━━━ SOURCE INFORMATION ━━━

PR #4797, opened 2025-10-14
Avoid using shared chain state views except for GraphQL.

afck:
## Motivation

With the exception of a GraphQL query, the chain state view should only be accessed by the corresponding chain worker. GraphQL is why the worker can return a shared chain state view behind a lock, but we are using that in many other places, too. After https://github.com/linera-io/linera-protocol/pull/4769, this is even more dangerous, as an actor could be dropped and restarted while shared views are still being used.

## Proposal

Replace several `chain_state_view()` calls with chain info or new chain worker requests.

Also, extend a comment. (See https://github.com/linera-io/linera-protocol/pull/4793#discussion_r2428602856.)

## Test Plan

CI

## Release Plan

    - be released in a new SDK.

## Links

### DIFF
--- a/linera-core/src/chain_worker/actor.rs
+++ b/linera-core/src/chain_worker/actor.rs
@@ -157,6 +157,36 @@ where
         new_trackers: BTreeMap<ValidatorPublicKey, u64>,
         callback: oneshot::Sender<Result<(), WorkerError>>,
     },
+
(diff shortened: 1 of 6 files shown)


afck:
Currently `fn chain_state_view` is in `linera-core`, but used in `linera-service`. Not sure what's the best way to avoid this in the future.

━━━

▸ WORK TO COMPLETE
Search the records line by line for the word "core" and copy every line where it appears.

▸ SOLUTION FOR THIS TASK
--- a/linera-core/src/chain_worker/actor.rs
+++ b/linera-core/src/chain_worker/actor.rs
Currently `fn chain_state_view` is in `linera-core`, but used in `linera-service`. Not sure what's the best way to avoid this in the future.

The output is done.